WHAT YOU SHOULD DO → In the data, find each line where the word "more" appears and list that line.

⟨

PR #2052, opened 2020-09-29
[Artifacts] add equality operator for `BinaryPlatforms` shims

staticfloat:
This first fixes the BinaryPlatforms shims (e.g. the `Linux` and `MacOS` objects) by adding a better `==` operator, which solves https://github.com/JuliaLang/Pkg.jl/issues/2050, then removes their usage in the tests to use the new `Base.BinaryPlatforms` objects.

PR #2065, opened 2020-10-02
Travis CI: test that the Pkg UUID has not been changed

### LINKED ISSUE #2064: CI should probably catch changing Pkg's UUID
Since this is a standard dev trick and has been accidentally included in multiple PRs (including mine), we should probably check that it hasn't changed in CI.

DilumAluthge:
Fixes #2064 

This pull request adds a test to make sure that the UUID in the Pkg.jl `Project.toml` file has not changed. The test only runs on Travis CI.

### DIFF
--- a/.travis.yml
+++ b/.travis.yml
@@ -31,6 +31,7 @@ stages:
 
 script:
   - if [[ -a .git/shallow ]]; then git fetch --unshallow; fi
+  - julia test/pkg-uuid.jl
   - julia --project -e 'using UUIDs; write("Project.toml", replace(read("Project.toml", String), r"uuid = .*?\n" =>"uuid = \"$(uuid4())\"\n"));'
   - julia --project --check-bounds=yes -e 'import Pkg; Pkg.build(); Pkg.test(; coverage=true)'
 
--- a/test/pkg-uuid.jl
+++ b/test/pkg-uuid.jl
@@ -1,0 +1,10 @@
+using Pkg
+using Test
+
+@testset "Pkg UUID" begin 
+    project_filename = joinpath(dirname(@__DIR__), "Project.toml")
+    project = Pkg.TOML.parsefile(project_filename)
+    uuid = project["uuid"]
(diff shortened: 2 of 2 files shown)


KristofferC:
Tbh, this feels excessive to me. Like, are we going to test that not all tests are commented out because some people do that when they test locally (https://github.com/JuliaLang/Pkg.jl/pull/2052#issuecomment-700879182)?

fredrikekre:
Agree that it is a bit strange, but CI was green for once so I pressed the button :shrug:

StefanKarpinski:
It's different because you _have_ to change or comment out the UUID in the project file to develop Pkg, which makes it really likely to accidentally change the UUID in a PR and then forget about it. Also, unlike merging commented out tests, which don't actually break anything, even if changing the UUID doesn't break Pkg's own tests, it does break Julia if you try to test Julia with Pkg master. We could build and test Julia here, but this seems cheaper.

DilumAluthge:
> Like, are we going to test that not all tests are commented out because some people do that when they test locally ([#2052 (comment)](https://github.com/JuliaLang/Pkg.jl/pull/2052#issuecomment-700879182))?

I think that the easiest way to catch errors like that is to install the CodeCov GitHub app on this repository. Then, for each PR, CodeCov will report a status indicating whether coverage has increased, decreased, or remained the same.

Then, if someone comments out a bunch of tests, CodeCov will report a failing (red ❌) status on that PR because coverage will significantly decrease on that PR.

DilumAluthge:
> It's different because you _have_ to change or comment out the UUID in the project file to develop Pkg, which makes it really likely to accidentally change the UUID in a PR and forget about it. Also, unlike merging commented out tests, which don't actually break anything, even if changing the UUID doesn't break Pkg's own tests, it does break Julia if you try to test Julia with Pkg master. We could build and test Julia here, but this seems cheaper.

Testing Julia would definitely be expensive.

But would it be crazy to do the "build Julia with the PR branch of Pkg" part? A regular build of Julia (use BB, use default options for everything) might not be insane.

PR #2067, opened 2020-10-02
Use Travis for Windows CI, and stop using AppVeyor

### LINKED ISSUE #2066: Proposal: move all CI to GitHub Actions CI
Currently the Linux and Mac tests run on Travis, and the Windows tests run on AppVeyor.

Would it more convenient to have all of CI on a single provider?

Options include:
1. ~~Put everything in Travis CI~~ not an option, as Travis on Windows is too slow
2. Put everything in GitHub Actions CI

DilumAluthge:
Fixes #2066


DilumAluthge:
It looks like deleting the `appveyor.yml` file is not sufficient to disable AppVeyor.

If this PR is merged, then someone with the appropriate access will need to log in to the AppVeyor dashboard and disable AppVeyor on this repository.

DilumAluthge:
Hmmm. Looking at old AppVeyor runs, it looks like the AppVeyor Windows tests would usually take more than 50 minutes to run. Travis has a 50 minute limit. However, GH Actions has a six hour limit, so that might be a better option.

GH Actions jobs also tend to start up much quicker than either Travis or AppVeyor jobs.

KristofferC:
What's the issue with AV?

DilumAluthge:
I think the benefits for having a single CI provider are that we would only have to maintain a single CI config and build script.

Currently we have to maintain separate configs for Travis and AppVeyor, which results in duplicated information that we need to keep in sync.

Also, IIUC, AppVeyor is a bottleneck - the jobs take a while to start up, and the limit on concurrent jobs is low.

I don't think Travis is the solution; I think GH Actions CI will probably work better.

DilumAluthge:
Closing because Travis on Windows is too slow.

⟩

WRITTEN SOLUTION →
Would it more convenient to have all of CI on a single provider?
Hmmm. Looking at old AppVeyor runs, it looks like the AppVeyor Windows tests would usually take more than 50 minutes to run. Travis has a 50 minute limit. However, GH Actions has a six hour limit, so that might be a better option.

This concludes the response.